What happens when the business key for a certain customer changes when it is passed from Finance to Contracts? What if the programmatic code that changes the key does not record the

“from-to”, or the business user does not record the “from-to” change when they key it in to the contracts system? What impact to the business does this have? It can be huge, it can be costly, and it can range from the $10 dollar mark to the $10 million dollar mark.

Mining Hub keys for patterns can be a powerful way to validate the data against the business requirements. It provides insight into the gap between the “vision” that the business assumes it’s operating under, and the “reality” of their operational systems, coupled with the business process in place today. This is the fundamental idea behind process improvement, monitoring and measuring.

Super Charge Your Data Warehouse Page 73 of 152

© Dan Linstedt 2010-2011, all rights reserved http://LearnDataVault.com 4.13 Process of Building a Hub Table

The process is simplistic in nature; however it requires a consistent check with the business users, business application, and source system data set. At the end of the day the business application collecting the data has the overriding decision. It is the responsibility of the Data Vault to enable reproduction of the source system as-it-stood as of a specific point in time; otherwise the

commutative property is broken, and the system of record that exists within the Data Vault is compromised.

1) Find the business key

a. Go to the business users and watch how they interact with the operational systems. View their print-outs, application screens. Locate the “find” mechanisms, headers of reports, and dimensional groups they use in their MS Excel Spreadsheets.

b. Determine which business keys are truly used in which business units. Do NOT worry or consider HOW to define the business keys, leave that to the business users later in the project.

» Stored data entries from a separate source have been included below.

PR #732, opened 2021-10-02
Build panda for both target mcpus

briskspirit:
SCons builds panda firmware for both H7 and F4 (except EON)


pd0wm:
Confirmed the sha hash of the final image is identical

pd0wm (approved):

PR #739, opened 2021-10-12
CAN_FIFOMailBox to CANPacket struct + USB dynamic packet size

briskspirit:
Remove STM's CAN_FIFOMailBox_TypeDef and replace with custom struct CANPacket_t with variable data length for future CAN FD support.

c. Locate the business keys in the source system by examining the record join/find code.

d. Look for business keys in the dusty old data model that is supposed to represent the source system, look for the primary keys and secondary unique indexes.

e. Pry open the physical data stores on the source systems, look for alternate unique indexes and primary keys.

2) Validate the Business Keys

a. Check with the business units, balance the data sets and unique indexes that are physically printed or seen by the business users. Eliminate those keys that are internal only. Many times the internal keys are there for performance reasons.

b. Validate the business key data by profiling the data set. Discover the consistency, actual uniqueness; develop metrics against the business keys, their patterns, and their associations to other records in other systems.

3) Check Business keys against multiple source systems

a. Develop profiling patterns across multiple source systems that are within scope, discover where the collisions are. Work on resolving the multiple entry patterns that occur. Again, the focus is not to define these keys, but rather simply to identify the business keys.

4) Finally, build the Hub

a. Define the systems that feed the Hub. Develop data flows that identify potential collisions.

b. Define what to do in case of a collision. Get this answer from the business users by ASKING them to define which system is the first master, the second master, the third master and so on.

c. Implement loading paradigms from a staging area to the Hub in the Data Vault

d. Profile the results to produce metrics and measurements about the patterns of the data sets.

e. Publish the results to the entire IT team, the business users, and anyone interested in the Data Warehouse. BEGIN the data quality improvement process as early as possible.

5) Validate the results in the Hub

a. Reconstruct the LIST of business keys for each system, and balance the keys against each of the source systems to ensure integrity has not been lost.

These are the fundamental steps to building a single Hub within the Data Vault model.